Hi,
In Dr. Geo I rely a lot on hash value for the geometric object. It largely improves speed up to compare geometric items (to avoid duplicated items). For example to detect when the user is building an already created object. Also when describing geometric sketch with Smalltalk code, hundred or thousand of geometric items are created. The hash value speeds up equality check (otherwise true comparing is iterative in the geometric sketch tree and it slow down) But sometime hash collisions occur. I guess in that case, DrGeo should do the real equality check, or may be I am overusing the hash? I am interested on advices. As for now I am doing nothing special. Here is an annoying hash collision with Pharo 3/ Pharo 5 I think should not occur: (0.5@0.25) hash 67006464 (-0.5@0.25) hash 67006464 Squeak5.0 does not have this collision. It looks related to the Float hash implementation a bit different. What do you think? Hilaire -- Dr. Geo http://drgeo.eu |
On Fri, Dec 9, 2016 at 10:51 PM, Hilaire <[hidden email]> wrote: Hi, More the point, this seems bad... -0.5 hash "==> 57344" 0.5 hash "==> 57344" I read page 307 of "Hashing in Smalltalk Theory and Practice" ** regarding Squeak's (Pharo's) Point>>hash method... "at this time we will not test this hash function for points with our floating point data sets because we already know that [Pharo's] hash function for floats is of bad quality." ** Errm... actually first time I've opened the book since I bought it a couple of years ago. And from page 273 reviewing Float's hash... "because of how the bitAnd: is used, the hash function will discard 32 of the original 64 bits. In other words what seems a hash function using all the availabel bytes is anything but. [Also] because of the way the two 16 bit chunks are added togather, by the time bitshift:-8 is sent we will only have, at most, 17 bits worth of hash value. Effectively all the bitshift: accomplishes is to get rid of the 8 lowest bits, which are zero anyway because of how the bitAnd: message were set up. Can these objections add up to particularly poor performance?

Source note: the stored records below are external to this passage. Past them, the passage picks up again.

Issue #1821, opened 2025-03-23
srvd resilience can fail due to lack of file handles


cconstab:
### Describe the bug

If an srvd cannot get a file handle for a new socket it still grabs the mutex.

### Steps to reproduce

1. First run srvd
2. hammer the srvd with half open connections
3. eventually it will run out of file handles (def on prod at 1024)
4. srvd still grabs mutex then files to get socket handle

### Expected behavior

get the socket first then the mutex (if possible) or some way to release the mutex (nasty)

### Screenshots

```
SHOUT|2025-03-19 17:20:54.887268| srvd |😎 Will handle request from @cconstab; acquired mutex 9b8070c1-f4cd-411b-807b-4798fe73d5c7.session_mutexes.sshrvd@rv_am
Unhandled exception:
SocketException: Failed to create server socket (OS Error: Too many open files, errno = 24), address = 0.0.0.0, port = 0
#0      _NativeSocket.bind (dart:io-patch/socket_patch.dart:1218)
<asynchronous suspension>
#1      _RawServerSocket.bind.<anonymous closure> (dart:io-patch/socket_patch.dart:2157)
<asynchronous suspension>
#2      _ServerSocket.bind.<anonymous closure> (dart:io-patch/socket_patch.dart:2513)
<asynchronous suspension>
#3      SocketConnector.serverToServer (package:socket_connector/src/socket_connector.dart:320)
<asynchronous suspension>
#4      socketConnector (package:noports_core/src/srvd/socket_connector.dart:94)
<asynchronous suspension>
```

### Smartphones

- srvd 5.9.0

### Were you using an atApplication when the bug was found?

srvd

gkc:
It is the spawned isolate which binds the ports and then sends the ports back to the main isolate. The resolution would be for each relay to first spawn its isolate, and only try to acquire the mutex when it has heard back from the spawned isolate. If it acquires the mutex, great, respond to the noports client and all is well. If it does not acquire the mutex then it should kill the isolate.

gkc:
@cconstab I've got a fix ready to go for this; the relay now spawns its isolate but has a timeout when awaiting the port pair info. If it doesn't hear back from the spawned isolate within one second, it logs an exception and returns without trying to grab the mutex. One second should be more than enough to avoid having false negatives where the isolate spawns successfully but the main isolate times out while waiting for the spawned to send the port pair info.

gkc:
[...]

PR #1825, opened 2025-03-24
fix: Have relays bind ports before locking the response mutex

gkc:
**- What I did**
fix: Have the relays acquire their ports before attempting to lock the respond-to-client mutex

**- How I did it**
See commits

**- How to verify it**
See #1821

### DIFF
--- a/packages/dart/noports_core/lib/src/srvd/srvd_impl.dart
+++ b/packages/dart/noports_core/lib/src/srvd/srvd_impl.dart
@@ -152,9 +152,11 @@ class SrvdImpl implements Srvd {
 
     logger.shout('Acquiring port pair');
     PortPair ports;
+    // ignore: unused_local_variable
     Isolate spawned;
+    SendPort sendToSpawned;
     try {
-      (ports, spawned) = await _spawnSocketConnector(
+      (ports, spawned, sendToSpawned) = await _spawnSocketConnector(
         0,
         0,
         sessionParams,
@@ -188,7 +190,7 @@ class SrvdImpl implements Srvd {
       if (err.toString().toLowerCase().contains('immutable')) {
         logger.shout('🤷‍♂️ Will not handle request from ${notification.from}'
             '; did not acquire mutex $mutexKey');
-        spawned.kill();
+        sendToSpawned.send('kill');
       } else {
         logger.shout('Will not handle; did not acquire mutex $mutexKey : $err');
       }
@@ -234,7 +236,7 @@ class SrvdImpl implements Srvd {
   /// once the socketConnector has spawned and is ready to accept connections
   /// it sends back the port numbers to the main isolate
   /// then the port numbers are returned from this function
-  Future<(PortPair, Isolate)> _spawnSocketConnector(
+  Future<(PortPair, Isolate, SendPort)> _spawnSocketConnector(
     int portA,
     int portB,
     SrvdSessionParams srvdSessionParams,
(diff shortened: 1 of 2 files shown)


packages/dart/noports_core/lib/src/srvd/srvd_impl.dart
```diff
@@ -148,6 +150,22 @@ class SrvdImpl implements Srvd {
 
     logger.info('New session request params: $sessionParams');
 
+    logger.shout('Acquiring port pair');
```
gkc, line 153: Moved this code from where it was earlier, and wrapped with a try-catch

packages/dart/noports_core/lib/src/srvd/srvd_impl.dart
```diff
@@ -170,19 +188,13 @@ class SrvdImpl implements Srvd {
       if (err.toString().toLowerCase().contains('immutable')) {
         logger.shout('🤷‍♂️ Will not handle request from ${notification.from}'
             '; did not acquire mutex $mutexKey');
+        spawned.kill();
```
gkc: If we are not handling the request, then let's kill the spawned isolate so we don't unnecessarily hang on to file descriptors

packages/dart/noports_core/lib/src/srvd/srvd_impl.dart
```diff
@@ -241,17 +253,25 @@ class SrvdImpl implements Srvd {
...
-    unawaited(Isolate.spawn<ConnectorParams>(socketConnector, parameters));
+    Isolate spawned =
+        await Isolate.spawn<ConnectorParams>(socketConnector, parameters);
 
-    PortPair ports = await receivePort.first;
+    logger.info('Waiting for isolate to send its port pair info');
+    PortPair ports;
+    try {
+      ports =
+          await receivePort.first.timeout(Duration(milliseconds: timeoutMs));
```
gkc: Time out if port info not received within `timeoutMs`

packages/dart/noports_core/lib/src/srvd/srvd_impl.dart
```diff
@@ -241,17 +253,25 @@ class SrvdImpl implements Srvd {
...
+    } on TimeoutException catch (_) {
+      throw TimeoutException('Timed out after ${timeoutMs}ms');
+    }
 
     logger.info('Received ports $ports in main isolate'
         ' for session ${srvdSessionParams.sessionId}');
 
-    return ports;
+    return (ports, spawned);
```
gkc: Returning the spawned isolate as well as the ports, so that the calling code can kill the isolate if it is not needed

packages/dart/noports_core/lib/src/srvd/srvd_impl.dart
xavierchanth: Has this been checked to ensure that it properly releases the file descriptors?

xavierchanth (dismissed):
Just the one question about file descriptors, if the answer is yes, then LGTM.

packages/dart/noports_core/lib/src/srvd/srvd_impl.dart
gkc: Great question! No. I made an assumption. Will double-check.

gkc: @XavierChanth Indeed you were correct; the ports are still being LISTENed to after the isolate is killed, and I don't think they would ever get cleaned up while the srvd process is still running.

I've made a change so the main isolate, instead of calling `kill` on the spawned isolate, instead sends a control message to the spawned isolate, which then cleans itself up correctly.

I created 10 npt sessions with everything running locally, which should result in 30 new ports being bound : 10 times 1 for each side of the relay, and 1 for the npt local port. With the most recent changes this works as expected. 30 additional ports bound (but no more) and all cleaned up when the npt sessions have exited.
```
gary@gkc2019 ~ % date; lsof -PiTCP -sTCP:LISTEN | wc -l
Tue 25 Mar 2025 09:59:12 GMT
      28
gary@gkc2019 ~ % date; lsof -PiTCP -sTCP:LISTEN | wc -l
Tue 25 Mar 2025 09:59:26 GMT
      58
gary@gkc2019 ~ % date; lsof -PiTCP -sTCP:LISTEN | wc -l
Tue 25 Mar 2025 09:59:53 GMT
      28
```

xavierchanth (approved):

PR #1831, opened 2025-03-27
fix: only atsign in teapot state are required to back up keys.

### LINKED ISSUE #1819: Backup key not implemented correctly.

The answer is definitely yes - since we will have only 17 bit hash values this hash function will be particularly unsuitable for any data set containing more than 2^17 = 131,072 objects" Float>>hash "Pharo" (self isFinite and: [self fractionPart = 0.0]) ifTrue: [^self truncated hash]. ^ (((self basicAt: 1) bitAnd: 16r00FFFF00) + ((self basicAt: 2) bitAnd: 16r00FFFF00)) bitShift: -8 The suggested fix depended on being willing to let go of byte ordering (which we might not want different results on different platforms) Float>>hash ^ByteArray hashBytes: self startingWith: self species hash but anyway that doesn't actually help this case... -0.5 hash "==>120484352" 0.5 hash "==>120484352" I see Squeak5's float hash has changed... Float>>hash "Squeak5" (self isFinite and: [self fractionPart = 0.0]) ifTrue: [^self truncated hash]. ^ ((self basicAt: 1) bitShift: -4) + ((self basicAt: 2) bitShift: -4) which gives... 0.5 hash "==>66977792" -0.5 hash "==>201195520" which solves the immediate problem, but I'm not capable of analysis its quality further. cheers -ben |
If you do not really care about performance because there are not that may geometric objects (say thousands), I guess that this would work (bit pattern as string). { 0.5 binaryLiteralString hash. -0.5 binaryLiteralString hash. } Phil On Fri, Dec 9, 2016 at 6:45 PM, Ben Coman <[hidden email]> wrote:
|
In reply to this post by Ben Coman
On 12/09/2016 09:45 AM, Ben Coman
wrote:
This fix contains a good idea, but has at least two problems: 1) The check for integers is important, that's what makes sure that 1.0 has the same hash as 1. Which it must, since they compare equal. 2) #hashBytes:startingWith: is designed to hash *bytes*. A BoxedFloat64 is two *words*, which ensures that when you hashMultiply the high-order bits of each word get discarded. I tried implementing a hash that actually uses the bytes of the float (code at bottom of this message). I didn't do any real analysis of it, but at least it gives different answers for 0.5 and -0.5. I think it matches the *intent* of the code above (though would still need the integer check, which I didn't bother with).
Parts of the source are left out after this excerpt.